# EXERCISE DIRECTIONS
Begin at the line below that has "Before reworking this" and stop after the line that has "suite. It breaks". Please restate only those lines, word for word.

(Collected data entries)
PR #2167, opened 2026-09-04
Add `force strip extmap` flag

dnygate:
RTP header extensions are only processed, and unknown ones removed, if at
least one side of the call negotiated header extensions through `a=extmap`
attributes in the SDP. Otherwise RTP is forwarded untouched, including any
header extensions an endpoint sends without having announced them.

This adds a `force strip extmap` flag that turns on header extension
processing for all streams of a call regardless of whether any extensions
were negotiated, so that unannounced header extensions are removed from
forwarded RTP. The flag is remembered for the lifetime of the call, so it
only needs to be given once.

Use case: media coming from a WebRTC selective forwarding unit carries
header extensions that WebRTC clients use among themselves (audio level,
transport-wide congestion control) but which were never part of the SIP
side's SDP. Some SIP endpoints do not cope with unexpected header
extensions, and with this flag rtpengine can strip them selectively on
such routes.

Tests: a case in `t/auto-daemon-tests-rtp-ext.pl` sends RTP with header
extensions in both directions on a call without any `a=extmap` and checks
that they arrive without the extensions.

### DIFF
--- a/daemon/call.c
+++ b/daemon/call.c
@@ -2762,6 +2762,8 @@ static void __call_monologue_init_from_flags(struct call_monologue *ml, struct c
 
 	call->last_signal_us = rtpe_now;
 	call->deleted_us = 0;
+	if (flags->force_strip_extmap)
+		CALL_SET(call, FORCE_STRIP_EXTMAP);
 	call->media_rec_slots = (flags->media_rec_slots > 0 && call->media_rec_slots == 0)
 								? flags->media_rec_slots
 								: call->media_rec_slots;
--- a/daemon/call_flags.c
+++ b/daemon/call_flags.c
@@ -970,6 +970,10 @@ const char *call_ng_flags_flags(str *s, unsigned int idx, helper_arg arg) {
 		case CSH_LOOKUP("strip-extmap"):
 		case CSH_LOOKUP("strip extmap"):
 			return call_ng_flags_str_ht(STR_PTR("all"), 0, &out->rtpext_strip);
+		case CSH_LOOKUP("force-strip-extmap"):
+		case CSH_LOOKUP("force strip extmap"):
+			out->force_strip_extmap = true;
+			break;
 		case CSH_LOOKUP("symmetric-codecs"):
 		case CSH_LOOKUP("symmetric codecs"):
 			ilog(LOG_INFO, "Ignoring obsolete flag `symmetric-codecs`");
--- a/daemon/media_socket.c
+++ b/daemon/media_socket.c
@@ -2545,7 +2545,10 @@ static void __determine_rtpext_handler(struct call_media *in, struct call_media 
 	if (!sh || !out)
 		return;
 
-	if (in->extmap.length || out->extmap.length)
+	/* With `force strip extmap` set on the call, use the extmap printer even
+	 * if no header extensions were negotiated, so that unannounced header
+	 * extensions are removed from forwarded RTP. */
+	if (in->extmap.length || out->extmap.length || CALL_ISSET(out->call, FORCE_STRIP_EXTMAP))
 		sh->rtpext = &rtpext_printer_extmap;
 	else
 		sh->rtpext = &rtpext_printer_copy;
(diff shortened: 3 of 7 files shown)


rfuchs:
I feel like this should be handled unconditionally, without the need for an extra flag.

IOW if one side advertised some RTP extensions and the other side didn't accept them, then they should be removed anyway.

There could be reasons not to of course, but intuitively I would say that removing unsupported extensions should be the default behaviour, and possibly leaving them in place should be the optional alternative.

dnygate:
Understood. `__determine_rtpext_handler()` becomes an unconditional
`sh->rtpext = &rtpext_printer_extmap;`, and the flag itself, `CALL_FLAG_FORCE_STRIP_EXTMAP`,
the `__call_monologue_init_from_flags()` hook and the documentation section all come out with
it, which leaves the change as a net deletion. `rtpext_printer_copy` is still reached from
`media_player.c:814`, `sink_handler_set_generic()` and `media_socket.c:2618`, so it stays
where it is. I will rework the PR on that basis and drop the flag from the test.

On the inverse option, leaving unnegotiated extensions in place, I would rather not add it
until there is a concrete need for it, since an opt-out that nothing exercises tends to rot.
Easy enough to add later, or now if you would prefer it in from the start.

dnygate:
Before reworking this I built the unconditional version and ran it against the existing
suite. It breaks six scenarios in `t/auto-daemon-tests-rtp-ext.pl`, twelve assertions in
total: `unsolicited exts` and `unsolicited exts w tc`, each in its plain, SRTP and
DTLS variant. Every one of them sets up a call with no `a=extmap` on either side, sends RTP
carrying header extensions, and then asserts that those extensions arrive intact, which is
exactly the behaviour the flag was there to opt out of. They arrived with 6c5190a7 last July.
Nothing else moves: `daemon-tests-main`, `daemon-tests-bundle`, `daemon-tests-dtls`,
`daemon-tests-rtcp` and `daemon-tests-transform` all still pass, so the blast radius is
confined to those six.

That makes the change you are describing a deliberate reversal of what those tests pin
rather than a gap in the coverage, and inverting tests you wrote is your call rather than
mine. Two ways forward, depending on which you had in mind:

1. Unconditional stripping, with the six scenarios inverted to expect the extensions gone.
2. Unconditional stripping plus an opt-out flag, with the six scenarios given that flag so
   they carry on asserting pass-through.

Keeping the opt-in flag as originally submitted is still on the table as well, if you would
rather leave the default as it is.

My own preference is the second if the pass-through was intentional for endpoints that
depend on receiving what they were sent, and the first if those tests were only ever
recording what the code happened to do at the time. Say which one you want and I will push
it.

rfuchs:
Unsolicited header extensions should remain intact because RFC 8285 style extensions (`extmap`) are not the only game in town, and the header extension might carry other information and in a different format. This would apply to scenarios in which neither side advertised support for `extmap`,

If one side advertised `extmap` but the other one didn't, then extensions can be stripped.

dnygate:
The current default already does that. `__determine_rtpext_handler()` picks the extmap
printer whenever either side has extmap, so one side advertising and the other not already
strips, and with neither side advertising the copy printer leaves the block alone. Nothing
needs changing there.

The RFC 8285 point is the part I'd missed. With no `a=extmap` anywhere there's no reason to
assume the block is 8285 at all, so rewriting it could corrupt a profile-specific extension
that was perfectly valid on the wire. That's fair...

So this goes back to where it started: an opt-in flag for the case where neither side
advertised extmap but the extensions still have to go. That's the SFU route in the
description, where the extensions are known to be 8285 and the SIP endpoint can't cope with
them. I'll put your reasoning in the docs so it's clear why this is opt-in rather than the
default, and leave the six `unsolicited exts` scenarios alone.

Otherwise it's unchanged from what you reviewed, though I'm happy to rebase it onto current
master if you'd like it "freshened up". :)

rfuchs:
Ah, is that the use case you have? Header extensions are sent but `a=extmap` was never advertised? It's hard to read through all this LLM generated text and actually figure out what's it all about...

dnygate:
Yes, sorry, thought it helped speed up - but honestly just ends up "waffling"

That's the use case exactly. The SFU sends header extensions without ever advertising
`a=extmap`, and the SIP side doesn't either, so nothing gets stripped and the SIP endpoint
chokes on them.

rfuchs:
Ok, in that case an extra flag to enable this is indeed appropriate.

dnygate:
Perfect. Nothing to change on the branch then :)

rfuchs:
Merged as fdbc23c87 and 8046d0a24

# SOLUTION TO THIS PROBLEM
Before reworking this I built the unconditional version and ran it against the existing
suite. It breaks six scenarios in `t/auto-daemon-tests-rtp-ext.pl`, twelve assertions in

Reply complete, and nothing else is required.